How should Boris navigate the Internal Market Bill?

What options are open for the PM as Brexit negotiations continue to languish?

There are times when your copy of 1066 and All That sitting on the office shelf can come in useful. This week’s spat over the Internal Market Bill, and its selective breaches of international law, is one of them. On the right: Boris Johnson, Wrong but Wromantic, like Charles I. On the left, Michel Barnier and the legions of the EU, Right but Repulsive in the image of the Roundheads. In this case, Boris needs to take a lesson from Charles I and give way, though not for the reasons you might think.

If Boris is looking for a hill to die on, the Withdrawal Agreement is not an obvious choice

The issue is unfortunately one of mind-numbing technicality which most people don’t begin to grasp: the Northern Ireland protocol to the Withdrawal Agreement with the EU which we signed last year and then enacted as part of UK law contains two provisions aimed at protecting future free trade between Northern Ireland (outside the EU) and Ireland (in it) without creating a physical border. One prevents the UK from subsidising Northern Ireland companies in a way that would be illegal under EU law. The other requires the UK to prevent flows of Irish-produced goods from Northern Ireland to the mainland when the result would be a breach of EU export regulations. A further provision of the Agreement requires that these laws have supremacy in the UK in the same way that EU law currently has: that is, they can be repealed only by a statute that expressly states that it does so.

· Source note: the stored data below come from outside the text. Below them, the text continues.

PR #107, opened 2023-05-14
[PR 1] DEV-170 limit the max number of websocket connections

jmaralo:
This PR updates a little bit the websocket broker logic to limit the max users that can connect at the same time, it uses the length of the connection map, that gets updated each time a client connects/disconnects.


lipezaballa (approved):

jmaralo:
Closing because it gets outdated by DEV-171, which changes this logic

PR #108, opened 2023-05-15
[PR 1] DEV-171 add support for multiple HTTP servers and rate limit

jmaralo:
This PR adds the ability to add or remove http servers via `config.toml`. Each server has its own endpoints, static path and client limit (optional). To configure a server add a section to the `config.toml` like this:

```toml
[server.audience]
address = "172.16.0.2:4000"
client_limit = 2
static = "./static/audience"

[server.audience.endpoints]
pod_data = "/podDataStructure"
order_data = "/orderStructures"
programable_boards = "/uploadableBoards"
connections = "/backend"
file_server = "/"
```

In the example the new server will be called audience, it will be hosted on 172.16.0.2:4000 and will have a client limit of 2. If the client limit is omited, it has no limit to the number of clients that can connect.

`websocket_broker` has been changed to accommodate for the changes, it now notifies through a channel when a client has been disconnected so the number of connected clients can be tracked correctly.

### DIFF
--- a/src/config.go
+++ b/src/config.go
@@ -29,6 +29,4 @@ type Config struct {
 	Messages message_transfer.MessageTransferConfig
 	Server   server.Config
 	BLCU     blcu.BLCUConfig `toml:"blcu"`
-
-	Test map[string]uint `toml:"test"`
 }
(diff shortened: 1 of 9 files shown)


smorsua (approved):
LGTM, lets investigate if the net and websocket package offer something for keep alives instead of implementing it ourselves.

lipezaballa (approved):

Theoretically the Withdrawal Agreement, a treaty binding in international law, continues to apply even if we end up with No Deal, though nobody expected this scenario. But in that eventuality a number of adjustments would have to be made fast, and Clauses 42, 43 and 45 of the Bill allow these to be made expeditiously by ministerial regulation.

This is the cause of the brouhaha. Although the Bill as a whole has the laudable and justifiable object of creating a level playing field for business throughout the UK post-Brexit, these clauses have the effect of removing the technical legislative double-lock required by the Withdrawal Agreement, since they allow inconsistent legislation to be passed by ministerial fiat. There you have it: it is this inconsistency which has been weaponised by the EU and others.

If you think that the EU’s vociferous outrage over the affair amounts to making a great deal of noise about very little, you are right. The Bill makes no actual changes in UK law to side-line the Withdrawal Agreement; nor as yet is there any proposal to introduce such changes. In short, there is no actual skin off the EU’s nose at all; merely a technical beef that the Agreement no longer has the special protection from inconsistent UK legislation that it should have. 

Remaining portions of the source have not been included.